→ **Exercise**
Retype the records below from their first line through the line containing "This PR moves", and include nothing else.

☆ ☆ ☆ ☆ ☆ ☆ ☆

PR #2292, opened 2024-03-27
Move manageProjects to permissionClass

mknowlton89:
### Features and Changes

This PR moves the `manageProjects` permission to the `permissionsClass` and adds 3 finer-grain helper methods - `canCreateProjects`, `canUpdateProject`, and `canDeleteProject`. Currently, these three helpers all rely on the same `manageProjects` permission that is currently only granted to `admin` users. However, as we add finer-grain permissions, it will be easy to update these three helper methods, rather than having to update 10+ files.

In addition to this change, this PR also introduces a new change to the `Layout.tsx` file - previously, we were passing in an array of permissions to the `SidebarLink.tsx` component - now, we pass in `permissionCallbacks` that evaluate whether we should show a nav link or nav sublink based on the user's permissions.

As we migrate permissions to the `permissionClass`, we'll update the `permissions.check()` calls to the newer `canDoXYZ()` helpers.

E.G.
```ts
 {
    name: "Import your data",
    href: "/importing",
    path: /^importing/,
    feature: "import-from-x",
    // old way permissions: ["manageFeatures", "manageEnvironments", "manageProjects"],
    permissionCallbacks: [
        () => permissions.check("manageFeatures", project),
        () => permissions.check("manageEnvironments" as GlobalPermission),
        () => permissionsUtils.canCreateProjects(),
     ],
 },
```

In this change, we also updated the logic within `SidebarLink.tsx` so that we now only check permissions at the sublink level. Since we've removed the logic to check permission at the parent link level, we've added logic so that if a parent link has sublinks, and the user doesn't have permission to view ANY of the sublinks, we don't show the parent link at all.

### Testing

- See screenshots below, and Jest test suite

### NOTE: Screen is zoomed out in order to show all SideBar link options without needing to scroll

Experience for admin user (should be no different from current production experience)
Screen Shot 2024-03-28 at 11 07 41 AM

Experience for experimenter user (should be no different from current production experience)
Screen Shot 2024-03-28 at 11 06 08 AM

FUTURE EXPERIENCE - NOTE: This is not possible today, this is only possible by me manually manipulating a user's permission level, but it shows what will be possible when custom roles are introduces.

Experience for a user who's global role is `noaccess`, but has two project-level permissions, and one of those project-level permissions grant them access to edit the project name/description, and to view logs.
Screen Shot 2024-03-28 at 11 08 58 AM


packages/front-end/components/Layout/SidebarLink.tsx
```diff
@@ -55,15 +54,6 @@ const SidebarLink: FC<SidebarLinkProps> = (props) => {
...
   if (props.superAdmin && !superAdmin) return null;
-  if (props.permissions) {
-    let allowed = false;
-    for (let i = 0; i < props.permissions.length; i++) {
-      if (permissions.check(props.permissions[i] as GlobalPermission)) {
-        allowed = true;
-      }
-    }
-    if (!allowed) return null;
-  }
```
mknowlton89, line 66: Now, if the link has sublinks, and the user doesn't have permission for any sublinks, we don't show the parent link at all.

This removes the need for us to check permission at both the parent and sublink level.

packages/front-end/components/Layout/SidebarLink.tsx
```diff
@@ -75,6 +65,35 @@ const SidebarLink: FC<SidebarLinkProps> = (props) => {
...
+        }
+      } else {
+        permittedSubLinks.push(l);
+      }
+    });
+  }
+
+  if (props.subLinks && !permittedSubLinks.length) {
+    return null;
+  }
```
mknowlton89, line 95: This is the logic referenced above - if the parent link contains sublinks, but the user doesn't have permission for any sublinks, we don't render anything (parent or sublinks)

jdorn (approved):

☆ ☆ ☆ ☆ ☆ ☆ ☆

→ **Response**
PR #2292, opened 2024-03-27
Move manageProjects to permissionClass

mknowlton89:
### Features and Changes

This PR moves the `manageProjects` permission to the `permissionsClass` and adds 3 finer-grain helper methods - `canCreateProjects`, `canUpdateProject`, and `canDeleteProject`. Currently, these three helpers all rely on the same `manageProjects` permission that is currently only granted to `admin` users. However, as we add finer-grain permissions, it will be easy to update these three helper methods, rather than having to update 10+ files.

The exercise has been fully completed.